Guide Voyage Saint-Petersbourg - KARAVEL
 

Saint-Petersbourg

Repères

Nos livres favoris

Le manteau, Nicolas Gogol (1809-1852) : le réalisme de Gogol, qui met en scène  des personnages de petite condition, est une grande première dans la littérature russe. Le manteau raconte ainsi la triste vie d’Akaki Akakiévitch, petit homme gris que personne ne remarque. Il décide d’économiser des mois durant pour acheter un magnifique manteau, grâce auquel, c’est sûr, on fera attention à lui.

Le Cavalier de bronze, Alexandre Pouchkine (1799-1837) : ses nouvelles et poèmes sont souvent marqués par la ville. Dans la nouvelle Le Cavalier de Bronze (1833), il donne vie à la statue de Pierre le Grand qui s’élève sur la place des Décembristes. Elle poursuit le héros à travers la ville inondée par un déluge extraordinaire.

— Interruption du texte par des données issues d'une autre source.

PR #6694, opened 2021-07-29
Some Corrections to Proptypes to Avoid Warnings

SudharakaP:
I observed the following two warnings when going in to a collective page; 

```
Warning: Failed prop type: Invalid prop `contributor.type` of value `EVENT` supplied to `ContributorAvatar`, expected one of ["USER","COLLECTIVE","FUND","ORGANIZATION","CHAPTER","ANONYMOUS"].

```
```
Warning: Failed prop type: Invalid prop `contributor.type` of value `EVENT` supplied to `ContributorCard`, expected one of ["USER","COLLECTIVE","FUND","ORGANIZATION","CHAPTER","ANONYMOUS"].
```

This PR fixes them. 😄

### DIFF
--- a/components/ContributorCard.js
+++ b/components/ContributorCard.js
@@ -4,6 +4,7 @@ import { truncate } from 'lodash';
 import { FormattedMessage, injectIntl } from 'react-intl';
 import styled, { css } from 'styled-components';
 
+import { CollectiveType } from '../lib/constants/collectives';
 import roles from '../lib/constants/roles';
 import formatMemberRole from '../lib/i18n/member-role';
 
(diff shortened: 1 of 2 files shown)


components/ContributorCard.js
```diff
@@ -188,7 +188,7 @@ ContributorCard.propTypes = {
     description: PropTypes.string,
     collectiveSlug: PropTypes.string,
     isIncognito: PropTypes.bool,
-    type: PropTypes.oneOf(['USER', 'COLLECTIVE', 'ORGANIZATION', 'FUND', 'CHAPTER', 'ANONYMOUS']),
+    type: PropTypes.oneOf(['USER', 'COLLECTIVE', 'ORGANIZATION', 'EVENT', 'FUND', 'CHAPTER', 'ANONYMOUS']),
```
znarf, line 191: Maybe you can read from constants CollectiveType instead.

znarf:
You should perhaps consider line 76 of Avatar.js too.

components/ContributorCard.js
SudharakaP: @znarf : Thanks. I've corrected that. Note that the `CollectiveType` doesn't contain, `CHAPTER` and `ANONYMOUS`; my understanding is that we don't use these anymore. Correct me if I am wrong here? 🤔

SudharakaP:
> You should perhaps consider line 76 of Avatar.js too.

I've changed that as well. Thanks for pointing it out. 👍🏽

znarf (approved):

Crime et châtiment, Fédor Dostoïevski (1821-1881) : dans ce romanque, la précision topographique est extrême : l’action se déroule dans le triangle délimité par la place au Foin, Saint-Nicolas-des-Marins et le coude que forme le canal Griboïedov, dans un quartier où la ville cesse d’être orthogonale et resserre en filet des rues qui se recoupent en angle aigu. On peut ainsi, roman en main, remonter le temps et refaire les parcours fiévreux de Raskolnikov, qui tue sa concierge pour des raisons métaphysiques… ou est-ce uniquement pour son argent ?

Requiem, Anna Akhmatova (1889-1966) : survivante du tsarisme, son destin prend  un tour tragique : son mari, le poète Goumilev, est tué par le pouvoir stalinien en 1935, puis son fils est arrêté. Elle-même est placée sous surveillance et ne sera réhabilitée qu’après la mort de Staline, en 1953. Requiem, écrit par fragments entre 1935 et 1961, est un magnifique poème en hommage à son fils arrêté ainsi qu’à toutes les victimes de la terreur stalinienne.

Guide d’une ville re-nommée, Joseph Brodsky (1940) : lauréat du prix Nobel de Littérature 1987 et représentant le plus éclatant de la génération poétique du “dégel post-stalinien”, Brodsky ose la forme et le ton qui révolutionnent la littérature russe. Il consacre à Pétersbourg un essai à l’acuité ironique dans lequel il résume l’histoire et définit le génie de sa ville natale.

Alexandre Pouchkine, le grand créateur de la littérature russe

Dès ses premières années d’écrivain, Alexandre Pouchkine est considéré comme un génie. Issu d’une famille de la haute aristocratie, il est admis à suivre des études aux côtés du futur tsar Nicolas 1er, à Tsarskoïé Sélo. Là, ses premiers vers sont immédiatement célébrés. Jeune homme, il est favorable aux mouvements réformateurs ennemis du tsar. Envoyé en exil en Sibérie, il subit cependant un sort tout à fait privilégié car tous, réformateurs et conservateurs, s’accordent pour protéger “le génie Pouchkine”. Et Pouchkine se permet ainsi d’écrire des textes audacieux tout en restant ami avec son ancien compagnon de jeu devenu tsar. D’un caractère farceur, léger et frondeur, il partage sa vie entre les soirées pétersbourgeoises, les coteries, les duels et de longs mois à la campagne, durant lesquels il écrit son œuvre sans répit. Il meurt stupidement à la suite d’un duel destiné à laver l’honneur de sa femme. Il a 38 ans. Pouchkine est le premier à considérer la langue russe comme une langue littéraire en soi. Il joue sur les sonorités, invente des mots, mêle les discours. La beauté de ses textes est malheureusement moins accessible en français mais reste exceptionnelle.